━━ Record extracts ━━

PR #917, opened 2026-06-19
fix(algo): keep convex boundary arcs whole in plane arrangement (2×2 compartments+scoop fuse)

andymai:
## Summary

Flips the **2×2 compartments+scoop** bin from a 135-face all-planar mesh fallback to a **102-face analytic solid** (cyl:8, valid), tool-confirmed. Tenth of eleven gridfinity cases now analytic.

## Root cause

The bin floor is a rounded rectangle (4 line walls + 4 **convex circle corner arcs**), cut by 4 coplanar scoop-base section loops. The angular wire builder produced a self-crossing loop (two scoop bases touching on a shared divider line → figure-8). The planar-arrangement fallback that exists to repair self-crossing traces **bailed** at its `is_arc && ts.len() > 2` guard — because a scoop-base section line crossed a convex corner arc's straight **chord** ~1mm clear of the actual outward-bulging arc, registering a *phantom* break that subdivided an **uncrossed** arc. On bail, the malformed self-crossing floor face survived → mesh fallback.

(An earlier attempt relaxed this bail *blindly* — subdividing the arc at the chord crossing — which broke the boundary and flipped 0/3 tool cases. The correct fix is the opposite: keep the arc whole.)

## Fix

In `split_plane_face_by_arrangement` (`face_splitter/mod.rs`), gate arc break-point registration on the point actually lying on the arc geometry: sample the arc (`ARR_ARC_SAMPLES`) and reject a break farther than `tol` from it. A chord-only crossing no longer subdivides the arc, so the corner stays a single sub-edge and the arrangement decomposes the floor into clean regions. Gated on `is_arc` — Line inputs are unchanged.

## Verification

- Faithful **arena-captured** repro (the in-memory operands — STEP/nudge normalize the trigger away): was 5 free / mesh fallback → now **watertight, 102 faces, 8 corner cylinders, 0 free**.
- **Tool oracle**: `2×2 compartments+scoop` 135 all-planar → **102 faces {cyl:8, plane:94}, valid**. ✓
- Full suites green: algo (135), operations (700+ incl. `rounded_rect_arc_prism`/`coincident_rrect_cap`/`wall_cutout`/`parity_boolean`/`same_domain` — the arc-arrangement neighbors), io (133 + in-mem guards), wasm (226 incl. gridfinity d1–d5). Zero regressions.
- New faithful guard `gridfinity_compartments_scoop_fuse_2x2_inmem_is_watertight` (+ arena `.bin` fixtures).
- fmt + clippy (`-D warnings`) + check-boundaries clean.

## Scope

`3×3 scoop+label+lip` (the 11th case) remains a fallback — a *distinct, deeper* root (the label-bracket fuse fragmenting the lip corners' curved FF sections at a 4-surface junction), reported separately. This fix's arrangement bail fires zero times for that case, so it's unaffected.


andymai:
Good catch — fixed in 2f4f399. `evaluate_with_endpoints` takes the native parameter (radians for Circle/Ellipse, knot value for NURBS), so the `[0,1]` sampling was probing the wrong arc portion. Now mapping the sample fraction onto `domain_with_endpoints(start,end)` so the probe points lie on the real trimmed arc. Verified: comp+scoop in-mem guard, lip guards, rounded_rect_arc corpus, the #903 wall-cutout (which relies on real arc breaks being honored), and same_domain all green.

━━━

### Problem
Nothing beyond the lines from the start of the entries through the line with "Flips the **2×2" should appear. Repeat those lines exactly, both ends included.

### Response
PR #917, opened 2026-06-19
fix(algo): keep convex boundary arcs whole in plane arrangement (2×2 compartments+scoop fuse)

andymai:
## Summary

Flips the **2×2 compartments+scoop** bin from a 135-face all-planar mesh fallback to a **102-face analytic solid** (cyl:8, valid), tool-confirmed. Tenth of eleven gridfinity cases now analytic.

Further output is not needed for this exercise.